L’œuvre comprend plus de quatre cents huiles, des aquarelles, des pastels, des gravures et des dessins. Manet est un peintre exceptionnellement doué qui est capable d’appréhender tous les domaines. Son champ thématique est donc très large. Il a exploré tous les genres : scènes historiques, portraits, paysages, marines, scènes de genre (cafés, loisirs en plein air), natures mortes.
QUEL EST L'HÉRITAGE ARTISTIQUE D’ÉDOUARD MANET ?
Adolescent dissipé, Manet devint un peintre provocateur. Le génie est à ce prix. S’il rompt avec son professeur Thomas Couture, il est assez sage pour profiter de ses leçons dans ses premières toiles.

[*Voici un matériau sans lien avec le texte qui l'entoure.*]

PR #85, opened 2026-07-26
fix: renumber duplicate migration 000077_ai_variables_resolved to 000078 so the backend boots

Turtlesfr:
## Problem

Current `main` ships two migrations with the same version number:

- `000077_warmup_generation_scale.{up,down}.sql` (merged via #82)
- `000077_ai_variables_resolved.{up,down}.sql` (merged via #83)

golang-migrate refuses duplicate versions, so a fresh `docker compose up --build` crash-loops the backend on boot:

```
Failed to run migrations: failed to create migration source: failed to init driver with path migrations: duplicate migration file: 000077_warmup_generation_scale.down.sql
```

## Fix

Renumber `000077_ai_variables_resolved` → `000078_ai_variables_resolved` (rename only, contents untouched).

Renumbering the ai_variables pair rather than the warmup pair matches merge order: #82 (warmup) landed on main before #83 (ai_variables), so any deployment that migrated between the two merges has already recorded version 77 = warmup_generation_scale. With this rename such deployments apply 000078 cleanly on next boot; fresh installs get both in order.

No Go references to the migration filenames exist (`ai_variables_resolved` mentions in `pg_campaign_progress.go` are the column name). Verified locally: backend boots, migrations apply, seeded stack runs.

🤖 Generated with [Claude Code](https://claude.com/claude-code)


meszmate:
Oh, thank you. I wasn’t paying enough attention.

Sans doute abandonne-t-il l’académisme, mais en s’imprégnant des grands peintres espagnols (Vélasquez, Goya), il rend hommage à l’esthétique classique de la représentation (Le chanteur espagnol, 1860).
La provocation se situe dans le choix de certains sujets de jeunesse, comme Le déjeuner sur l’herbe (1862). Il suffit de remplacer les dieux antiques par des hommes du 19e siècle auprès d’une femme nue assise sur l’herbe, et celle-ci devient miraculeusement indécente alors qu’elle était jusqu’alors une muse ou une déesse tout à fait convenable. Peu d’artistes étaient capables de mettre ainsi en évidence l’archaïsme des conventions académiques.
« J’ai fait ce que j’ai vu » disait Manet pour se défendre de l’accusation de provocation systématique. Sa sincérité est en effet totale, comme celle de Caravage lorsqu’il transforme les voyous de Rome en personnages de la mythologie. S’il se heurte aux dominantes de son siècle, c’est que sa vocation est d’innover. Il ne voit pas comme les autres. Monet, Renoir, Cézanne non plus. Le regard nouveau qu’il porte sur la réalité le conduit rapidement aux scènes de plein air, comme La Musique aux Tuileries (1862).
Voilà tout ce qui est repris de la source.